Warga mencemaskan bahwa sekolah akan dijadikan alat distribusi kekuasaan baru. Kepala sekolah diangkat bukan karena prestasi, tetapi loyalitas. Guru dikontrak berdasarkan jaringan, bukan kualitas. Dan yang lebih mengkhawatirkan, pendidikan dijadikan panggung simbolik bagi elite, bukan ruang pembebasan bagi rakyat.
Pendidikan dalam Cengkeraman Oligarki Tambang: Pierre Bourdieu menyebut bahwa institusi seperti sekolah berpotensi menjadi alat pelanggeng dominasi simbolik jika tidak independen dari kekuasaan. Di Halmahera Tengah, dengan kuatnya cengkeraman korporasi dan elite lokal, kekhawatiran ini bukan fiksi. Sekolah-sekolah yang dekat dengan lokasi industri tambang seperti di Lelilef dan Weda banyak mengalami tekanan struktural: dari kurikulum yang menjauh dari konteks lokal, hingga keterlibatan perusahaan dalam agenda-agenda pendidikan tanpa arah kritis.

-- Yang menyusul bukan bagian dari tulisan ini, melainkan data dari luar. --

PR #481, opened 2026-06-10
fix(cli): don't split a single URL into mirrors on query-string commas (#316)

### LINKED ISSUE #316: Surge doesn't parse archive.org compress links correctly.
**Describe the bug**

When I want to download a complete entry from archive.org I use the "x Original" files link. This works with aria2c for example, but not with Surge.

**To Reproduce**

Go to an archive.org entry. For example: https://archive.org/details/live-image-bookworm-mate-20260403-amd64.hybrid

In the "Show all" section copy the "10 Original" download link.

Paste it into Surge or append it to Surge in a command line (eg: "surge https://archive.org/compress/live-image-bookworm-mate-20260403-amd64.hybrid/formats=PNG,ITEM%20TILE,LOG,ISO%20IMAGE,ARCHIVE%20BITTORRENT,METADATA,UNKNOWN,TEXT"

**Expected behavior**
Surge should parse the url correctly and download a zip file containing all the contents. Here it downloaded a 72kb zip file containing a single png screenshot. Using the same link with aria2c gets a zip file with all the files.

**Logs**
Surge automatically writes debug log files.

~/.local/state/surge/logs/ is empty here.

- OS: debian sid
- Surge Version: Surge v0.7.6
- Installed From: GitHub Release

StressTestor:
Fixes #316.

`surge` mangles any URL that has commas in its query string. archive.org "compress" links are the case in the issue:

```
surge "https://archive.org/compress/<item>/formats=PNG,ITEM TILE,LOG,ISO IMAGE"
```

`ParseURLArg` splits the argument on every comma to support comma-separated mirrors, so that one URL gets cut into `.../formats=PNG` plus three junk "mirrors" (`ITEM TILE`, `LOG`, `ISO IMAGE`). only the first fragment downloads - a tiny stub instead of the archive. aria2c handles the same link fine.

## the fix

a comma only starts a new mirror when the next segment parses as an absolute http(s) URL. otherwise the comma lived inside the previous URL, so it gets glued back. surge only downloads http/https (`internal/clipboard/validator.go`, `cmd/connect.go`), so a schemeless segment is never a standalone mirror.

genuine mirror lists are unaffected, since every real mirror is a full URL:

```
surge "http://a.com/file,http://b.com/file,http://c.com/file"   # still 3 mirrors
```

## tests

extended `TestParseURLArg_Unit` in `cmd/mirrors_integration_test.go`:

- the archive.org link stays one URL
- a query-comma URL followed by a real mirror splits into exactly those two

red before the change (the archive case shredded into 4 mirrors), green after. the existing cases and `TestMirrors_CLI_Integration` are unchanged. `go test ./...`, `go build ./...`, `go vet`, and golangci-lint v2 are all clean.

<h3>Greptile Summary</h3>

This PR fixes query-string commas being misinterpreted as mirror separators in `ParseURLArg`. It replaces the naive split-on-every-comma approach with a `startsNewMirror` helper that only opens a new mirror slot when a segment starts with the literal `http://` or `https://` prefix.

- `cmd/utils.go`: Introduces `startsNewMirror` and updates `ParseURLArg` to glue non-http segments back to the preceding URL rather than treating them as standalone mirrors.
- `cmd/mirrors_integration_test.go`: Adds three new table-driven test cases — the archive.org formats link, a mixed query-comma-plus-real-mirror input, and the bare-scheme (`http:`) edge case — all of which were red before this fix.

This is a small, self-contained fix to a parsing function with no side effects on download logic; genuine multi-mirror inputs are unaffected, and the new tests confirm both the happy path and the tricky edge cases.

The change is minimal and surgical: a two-line helper and a guard in one loop. The fix uses a `strings.HasPrefix` check rather than `url.Parse`, correctly handling the bare-scheme edge case raised in the previous review. All pre-existing test cases remain green, and the three new cases directly cover the bug scenario from the issue report as well as the boundary cases.

| Filename | Overview |
|----------|----------|
| cmd/utils.go | Adds `startsNewMirror` helper and reworks the comma-split loop in `ParseURLArg` so that only segments starting with `http://` or `https://` open a new mirror slot; all other segments are glued back to the preceding URL. |
| cmd/mirrors_integration_test.go | Extends `TestParseURLArg_Unit` with three new table cases: query-string-only URL, query-comma URL mixed with a real mirror, and bare-scheme segment gluing — all covering the edge cases raised in the original issue and the previous review thread. |

</details>

<sub>Reviews (2): Last reviewed commit: ["fix(cli): match the http(s):// prefix in..."](https://github.com/surgedm/surge/commit/d1bb68aa311bff0ce683837d765dec947dc7b061) | [Re-trigger Greptile](https://app.greptile.com/api/retrigger?id=36750195)</sub>

### DIFF
--- a/cmd/mirrors_integration_test.go
+++ b/cmd/mirrors_integration_test.go
@@ -122,6 +122,12 @@ func TestParseURLArg_Unit(t *testing.T) {
 			expectedMirrors: []string{"https://archive.org/compress/item/formats=PNG,LOG", "http://mirror.example.com/item.zip"},
 		},
 		{
+			name:            "Bare scheme in query is not a mirror boundary",
+			input:           "https://primary.com/file?a=1,http:,http://mirror.example.com/file",
+			expectedURL:     "https://primary.com/file?a=1,http:",
+			expectedMirrors: []string{"https://primary.com/file?a=1,http:", "http://mirror.example.com/file"},
+		},
+		{
 			name:            "Empty URL",
 			input:           "",
 			expectedURL:     "",
--- a/cmd/mirrors_integration_test.go
+++ b/cmd/mirrors_integration_test.go
@@ -110,6 +110,18 @@ func TestParseURLArg_Unit(t *testing.T) {
 			expectedMirrors: []string{"http://a.com", "http://b.com"},
 		},
 		{
+			name:            "Single URL with commas in query string (archive.org formats)",
+			input:           "https://archive.org/compress/item/formats=PNG,ITEM TILE,LOG,ISO IMAGE",
+			expectedURL:     "https://archive.org/compress/item/formats=PNG,ITEM TILE,LOG,ISO IMAGE",
+			expectedMirrors: []string{"https://archive.org/compress/item/formats=PNG,ITEM TILE,LOG,ISO IMAGE"},
+		},
+		{
+			name:            "Query-comma URL followed by a real mirror",
+			input:           "https://archive.org/compress/item/formats=PNG,LOG,http://mirror.example.com/item.zip",
+			expectedURL:     "https://archive.org/compress/item/formats=PNG,LOG",
+			expectedMirrors: []string{"https://archive.org/compress/item/formats=PNG,LOG", "http://mirror.example.com/item.zip"},
+		},
+		{
 			name:            "Empty URL",
 			input:           "",
 			expectedURL:     "",
--- a/cmd/utils.go
+++ b/cmd/utils.go
@@ -86,14 +86,33 @@ func ParseURLArg(arg string) (string, []string) {
 	parts := strings.Split(arg, ",")
 	var urls []string
 	for _, p := range parts {
-		if trimmed := strings.TrimSpace(p); trimmed != "" {
-			urls = append(urls, trimmed)
+		trimmed := strings.TrimSpace(p)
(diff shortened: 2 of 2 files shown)


StressTestor:
good catch. `url.Parse` treats a bare `http:` / `https:` as a valid scheme, so a query value like `?schemes=http:,https:` would get split off as a bogus mirror. switched to a literal `http://` / `https://` prefix check, which also matches how `internal/clipboard/validator.go` recognizes URLs, and added a regression test for the bare-scheme case. pushed in d1bb68a.

junaid2005p:
LGTM 
Thank you so much for contributing @StressTestor 

Also thanks for using surge!!

junaid2005p (approved):

StressTestor:
appreciate it man. glad it was a clean one. surge is a solid tool, i'll probably be back with more

SuperCoolPencil:
Oh, this solves #316 
Thank you so much @StressTestor 
Wasn't able to solve this one before.

StressTestor:
appreciate it man. the sneaky part was the comma doing double duty - it's the mirror separator and it also shows up inside archive.org's `formats=` query, so a plain split couldn't tell a real second url from a comma inside one. the http(s):// prefix check is what disambiguates. fun one to track down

Riset dari JATAM dan Trend Asia (2024) mencatat bahwa daerah industri tambang di Indonesia mengalami krisis pendidikan yang unik: anggaran pendidikan membesar, tetapi dikendalikan dari luar sistem pendidikan itu sendiri oleh elite politik dan pemodal.
Narasi “Gratis” yang Menyesatkan: Masyarakat selama ini digiring untuk percaya bahwa pendidikan gratis adalah capaian luar biasa. Padahal, biaya bukan satu-satunya indikator kualitas pendidikan. Yang lebih penting adalah kebebasan berpikir, kapasitas kritis, serta keberanian siswa dan guru menyuarakan realitas mereka. Ketika guru takut bersuara karena khawatir dipindah, dan siswa tak diberi ruang untuk menulis tentang dampak tambang, maka yang terjadi adalah pembungkaman sistemik.
Reformasi dari Akar: Bukan Sekadar Biaya, Tapi Martabat Pendidikan. Pendidikan gratis hanya bermakna jika disertai keberanian politik untuk membebaskan sekolah dari campur tangan kekuasaan. Gubernur Sherly Tjoanda Laos dan pemerintah daerah harus menyusun mekanisme transparan dan partisipatif dalam pengangkatan tenaga pendidik, distribusi anggaran, hingga evaluasi kebijakan. Masyarakat harus dilibatkan dalam mengawasi sekolah, bukan hanya diberi kabar baik dalam konferensi pers.
Pendidikan di Maluku Utara harus menjadi alat kontrol terhadap tambang, bukan justru menjadi korban dari ekspansi industri. Sekolah harus mencetak pemikir yang berani mengkritik, bukan sekadar pekerja industri yang patuh.
“Olehnya itu Pendidikan sebagai Hak, Bukan Panggung Kepentingan”
Jika sumber daya alam yang begitu besar tidak mampu menghadirkan pendidikan yang bermartabat, maka krisis terbesar kita bukan pada kekurangan dana, tetapi pada kekosongan moral dan kepemimpinan. Pendidikan di Maluku Utara harus dibebaskan dari kooptasi politik dan dikembalikan pada rakyat.
Sekolah boleh gratis, tapi tak boleh jadi kaki tangan kekuasaan. Inilah saatnya membangun pendidikan yang membebaskan, bukan yang tunduk.